Сказано было с добродушной улыбкой, но старший лейтенант не слишком доверял этим людям, вооруженным русскими и английскими автоматами, немецкими винтовками. Настораживали трезубцы на шапках украинцев. И все же, поколебавшись, ротный спросил:
– Здесь есть другая дорога?
– Да, да, – кивнули сразу несколько партизан, а поручик объяснил: – Возьмете правее, там снова низина, но танки пройдут. Затем накатанная колея, по ней доберетесь до окраины.

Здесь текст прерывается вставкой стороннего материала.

PR #4192, opened 2024-03-19
Fixes #4186 - resource type validation for search with _type

### LINKED ISSUE #4186: Search for multiple types without base resource is not possible
I think this should be possible `GET [base]/?_type=Task,CarePlan` but currently leads to the OperationOutcome `Unknown resource type`. This is possible `GET [base]/Task?_type=Task,CarePlan` but rather weird.

https://www.hl7.org/fhir/R4/search.html#_type

codyebberson:


ThatOneBro (approved):

packages/server/src/fhir/routes.test.ts
```diff
@@ -587,4 +587,39 @@ describe('FHIR Routes', () => {
...
+        .send({
+          resourceType: 'Observation',
+          status: 'final',
+          code: { text: 'test' },
+          subject: { reference: `Patient/${res1.body.id}` },
+        });
+      expect(res2.status).toBe(201);
+
+      const res3 = await request(app)
+        .get('/fhir/R4?_type=Patient,Observation')
```
ThatOneBro, line 613: Actually is `/fhir/R4/?_type=Patient,Observation` also supported here?

codyebberson: Ah, the trailing slash?  Good question.  I'll investigate

codyebberson: Confirmed, works.  Spec is ambiguous.  I added a test to lock it in with this behavior.

PR #4201, opened 2024-03-19
Add support for US Core Search Params

mattlong:
Adds the seven Search Parameters listed in [section 6.2.1](https://hl7.org/fhir/us/core/STU5.0.1/search-parameters-and-operations.html#search-parameters-defined-by-this-implementation-guide) of the US Core Implementation Guide.

The search parameter are defined at the system level regardless of the presence of the related US Core resources. This is acceptable since the expressions of each search parameter will only evaluate to a non-empty value when encountering resources conforming the the related US Core profiles.

Since the US Core profiles are not available at the time the search parameter definitions are parsed, a couple special cases are introduced in `packages/core/src/search/details.ts`. As suggested by @mattwiller, we could instead add custom extensions to the SearchParameter definitions that `packages/core/src/search/details.ts` looks for to override default behavior rather than having one-off code. Happy to go that route if we think that's a cleaner approach.


codyebberson (approved):
Nice, this works for me. 👍 

I understand the discomfort with `details.ts`, but I think the current implementation makes sense.

I'm on the fence about adding these to `search-parameters-medplum.json` vs a new `search-parameters-uscore.json` file.  I would definitely prefer the hygeine of a new file, but there is a kinda obnoxious setup right now where you would need to make more calls to `indexSearchParameterBundle()` in a few places.  I'm ok with as-is.

packages/core/src/types.ts
```diff
@@ -138,6 +138,16 @@ export interface TypeInfo {
   searchParamsDetails?: Record<string, SearchParameterDetails>;
 }
 
+/**
+ * The list of all known search parameter definition bundles
+ * filenames from `@medplum/definitions`.
+ */
+export const SEARCH_PARAMETER_BUNDLE_FILES = [
```
codyebberson, line 145: Would this make more sense in `@medplum/definitions` - `packages/definitions/src/index.ts`

PR #9256, opened 2026-05-20
fix(server): derive bare-id reference prefix from SearchParameter.target (closes #9254)

### LINKED ISSUE #9254: Bare-UUID reference search is FHIR R4 non-compliant — only `patient`/`subject` resolve; `encounter`, `practitioner`, etc. silently return zero results
### Summary

Medplum's reference search hard-codes the bare-UUID → typed-reference fixup to two column names (`patient`, `subject`). Every other single-target reference search parameter (`encounter`, `practitioner`, `location`, `requester`, `performer`, `recorder`, `owner`, `author`, `asserter`, …) treats a bare UUID as a literal string and silently returns an empty bundle, even though the FHIR R4 spec defines bare `[id]` as the standard form for these params.

`packages/server/src/fhir/search.ts → buildReferenceSearchFilter`:

```ts
values = values.map(
  (v) => !v.includes("/") && (impl.columnName === "subject" || impl.columnName === "patient") ? `Patient/${v}` : v
);
```

### Why this is a FHIR R4 spec-compliance bug (not an Epic-specific quirk)

[FHIR R4 §3.1.1.4.12 — reference](https://www.hl7.org/fhir/R4/search.html#reference) defines the interpretation of a reference search parameter as:

> - `[parameter]=[id]` — the logical [id] of a resource using a local reference
> - `[parameter]=[type]/[id]` — **for when the reference can point to different types of resources** (e.g. `Observation.subject`)
> - `[parameter]=[url]` — an absolute URL

The spec explicitly limits the `[type]/[id]` form to **multi-target** reference params. For **single-target** params (the vast majority of reference search params — `Encounter.patient`, `DeviceRequest.encounter`, `PractitionerRole.practitioner`, `Encounter.location`, etc.), bare `[id]` is the documented, standard form. The same section even calls this out for the `patient` param:

> When using the patient search parameter, there is no need to specify `:Patient` as a modifier, or `Patient/` in the search value, as this must always be true.

That logic applies identically to every other single-target reference search param. Medplum hard-codes `patient`/`subject` and silently breaks the spec-compliant form for everything else.

### Repro (against any Medplum server with seeded data)

```http
# Works — `patient` is hard-coded
GET /Encounter?patient=07d3b8a9-6c5e-5a8f-8a3b-bb8b8a935e40

# All return zero with bare UUIDs, even though they have matching data:
GET /DeviceRequest?encounter=f8f7d662-c0ed-51d1-b479-1d76f38bc941
GET /ServiceRequest?encounter=f8f7d662-c0ed-51d1-b479-1d76f38bc941
GET /Condition?encounter=f8f7d662-c0ed-51d1-b479-1d76f38bc941
GET /PractitionerRole?practitioner=52b2d25f-13f3-542a-9f45-9c01e3f5a8c4
GET /Encounter?location=4394d513-a467-581b-8282-50fddb91f100

# All work if you prepend the type prefix:
GET /DeviceRequest?encounter=Encounter/f8f7d662-c0ed-51d1-b479-1d76f38bc941
```

### Interop impact

Every other R4 server I've checked accepts bare UUIDs for single-target reference params per the spec:

| Server | Bare-UUID single-target ref search |
|---|---|
| HAPI FHIR (JPA reference implementation) | ✅ Accepts |
| Microsoft Azure Health Data Services (HAPI-derived) | ✅ Accepts |
| IBM FHIR Server | ✅ Accepts |
| Smile CDR (HAPI-based) | ✅ Accepts |
| Aidbox | ✅ Accepts |
| Epic | ✅ Accepts (e.g. [`DeviceRequest.Search`](https://fhir.epic.com/Specifications?api=10243)) |
| **Medplum** | ❌ Returns empty bundle |

A spec-compliant FHIR client that works against any other server silently misbehaves against Medplum: the query returns HTTP 200 OK with `Bundle.total = 0` instead of an OperationOutcome, so callers (a) don't know anything went wrong and (b) don't know to retry with a `Type/id` prefix.

### Suggested fix

Two options, in order of preference:

1. **Derive the prefix from the search parameter's `target` list when the param has exactly one target type.** This is the spec-correct, future-proof fix — handles every resource type without further maintenance and avoids growing a hard-coded list.
2. **Extend the hard-coded list** to cover every documented single-target reference column (mirrors the current shape but is brittle and likely to drift).

### Local workaround we're using

We patch the bundled `packages/server/dist/index.js` at container start to extend the column list. Snippet:

```js
values = values.map((v) => {
  if (v.includes("/")) return v;
  const p = { patient: "Patient", subject: "Patient", encounter: "Encounter", practitioner: "Practitioner", location: "Location" }[impl.columnName];
  return p ? p + "/" + v : v;
});
```

This is obviously not a real solution — it's a one-off bandaid for our local-dev stack. Happy to send a PR for option 1 (derive-from-targets) if that's the preferred direction.

---

AbhiMsft:
## What

Fixes #9254.

Reference search parameters with a single target resource type now accept bare ids on the wire — the spec-compliant form per [FHIR R4 §3.1.1.4.12](https://www.hl7.org/fhir/R4/search.html#reference). Previously, the bare-id → typed-reference fixup in `buildReferenceSearchFilter` was hard-coded to the `subject` and `patient` columns, so spec-compliant queries like `DeviceRequest?encounter=<uuid>` silently returned an empty bundle.

## How

1. `ColumnSearchParameterImplementation` gains an optional `singleTargetType: ResourceType` field, populated at impl-build time when:
   - `searchParam.type === 'reference'`
   - `impl.type !== SearchParameterType.CANONICAL` (canonical refs intentionally excluded)
   - `searchParam.target?.length === 1`

   This mirrors the existing `searchParam.target?.length === 1` pattern in `parseChainLink` (search.ts:1872) for chained search.

2. `buildReferenceSearchFilter` now consults `impl.singleTargetType`:
   - If the value contains `/`, leave it alone (already a typed reference, URN, etc.).
   - If `singleTargetType` is set and the value is a UUID (`isUUID(v)`), prepend `Type/`. The `isUUID` guard avoids rewriting unrelated slashless values (URNs, identifiers, non-Medplum ids).
   - Otherwise, preserve the existing `subject`/`patient` → `Patient/` fallback verbatim for multi-target back-compat (e.g. `Observation.subject` targets [Patient, Group, Device, Location]).

## Why this design

- **Spec compliance.** R4 §3.1.1.4.12 defines bare `[id]` as the standard form and reserves `[type]/[id]` for multi-target params. The spec even calls this out for `patient`: > _"When using the patient search parameter, there is no need to specify `:Patient` as a modifier, or `Patient/` in the search value, as this must always be true."_ The same logic applies to every other single-target reference param.
- **No behaviour change for existing callers.** The legacy `subject`/`patient` fallback is preserved bit-for-bit. Multi-target params still default to `Patient/` for bare values; nothing that worked before stops working.
- **Pre-computed.** The target is resolved once at impl-build time, not per-query.
- **Canonical refs excluded.** Canonical reference params store URLs, not `Type/id` literals, so prefixing would corrupt them.
- **UUID gate on the new path.** Medplum stores its own resource ids as UUIDs; gating on `isUUID` keeps the new behaviour scoped to the canonical bug shape (bare UUIDs) and prevents URN/identifier collateral.

## Out of scope

- `buildReferenceEqualsCondition` (called only from `searchByReferenceImpl`) is intentionally unchanged. Its existing callers pass typed `Type/id` strings via `getReferenceString`, and the per-refValue mutation pattern at search.ts:194 would need a separate refactor to safely participate in normalization. Happy to do that in a follow-up if you'd like.

## Tests

New `Reference search bare-id prefix derivation` describe in `search.test.ts` covers:

- `DeviceRequest?encounter=<uuid>` — single-target, the canonical bug repro
- `DeviceRequest?encounter=Encounter/<uuid>` — typed-prefix control (still works)
- `PractitionerRole?practitioner=<uuid>` — single-target, non-Patient
- `Encounter?location=<uuid>` — single-target on an **array** reference column
- `Observation?subject=<bare-uuid>` — back-compat, multi-target subject still defaults to Patient
- `DeviceRequest?encounter=not-a-uuid` — non-uuid bare value is not rewritten (returns empty rather than corrupting the filter)

## Checks

- `npx eslint` on the changed files: clean
- `npx prettier --check` on the changed files: clean
- `@medplum/server` builds successfully (full `tsc` clean for the package)

### DIFF
--- a/packages/server/src/fhir/search.test.ts
+++ b/packages/server/src/fhir/search.test.ts
@@ -26,6 +26,7 @@ import type {
   Communication,
   Composition,
   Condition,
+  DeviceRequest,
   DiagnosticReport,
   Encounter,
   EvidenceVariable,
@@ -38,6 +39,7 @@ import type {
   Patient,
   PlanDefinition,
   Practitioner,
+  PractitionerRole,
   Project,
   Provenance,
   Questionnaire,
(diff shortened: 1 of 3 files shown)


codyebberson (approved):
Nice, clean, thanks @AbhiMsft

AbhiMsft:
@ThatOneBro - Could you please help help review this PR?

codyebberson:
@AbhiMsft  - sorry about the delay.  We'll get this merged today.

codyebberson:
Thanks @AbhiMsft !

codyebberson:
Reverted for now to restore compatibility and unblock the customer workflow.

After digging deeper, I think the underlying behavior change from this PR is technically correct per the FHIR spec, specifically around reference search parameter handling for `Task.subject` / `Task.for`.

However, it also exposed that we had longstanding implicit shorthand behavior where:

```text
subject={id}
```

was being accepted as equivalent to:

```text
subject=Patient/{id}
```

even though `Task.for` is `Reference(Any)` and therefore ambiguous without a resource type qualifier.

The revert is intended as a short-term stability measure while we decide how we want to handle backward compatibility here.

Potential next steps:

* Restore the stricter/spec-correct behavior and require fully-qualified references
* Preserve legacy shorthand matching for backwards compatibility
* Potentially scope the compatibility behavior only to cases where the target search parameter resolves to a single resource type in practice

I think we should treat this as a compatibility/design discussion rather than a correctness bug in the PR itself.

Подпоручик угостил танкистов сигаретами, сказал, что есть водка.
– Выпьем за боевую дружбу?
У поляка были голубые славянские глаза и открытая улыбка. Старший лейтенант, родом из деревни под Вологдой, где жили простые, чуждые хитростей люди, тоже улыбнулся в ответ.
– Перед боем пить нельзя, реакция притупляется. Подобьют фрицы…
– Так, так, – согласно кивал парень с трезубцем на бараньей шапке, а подпоручик еще шире расплывался в открытой улыбке.
– Мы будем неподалеку от вашего поврежденного танка. В случае чего, поможем, – сказал светловолосый польский офицер.
– Нельзя. Ближе двухсот метров не приближаться. Иначе наши откроют огонь. Инструкция…
Эти слова вырвались у старшего лейтенанта невольно. Предчувствовал он что-либо или нет? Наверное… В километре высился островерхий чужой городок, где погибла ночью усиленная танковая рота во главе с комбатом Болотовым, и сейчас снова шел бой.
Когда «тридцатьчетверки» повернули на указанную подпоручиком дорогу, поляк козырнул оставшемуся экипажу и повел свою группу в сторону леса.
– Инструкция, – бормотал западный украинец из Львова. – Нажретесь, москали, нашей земли. Думаете, умные?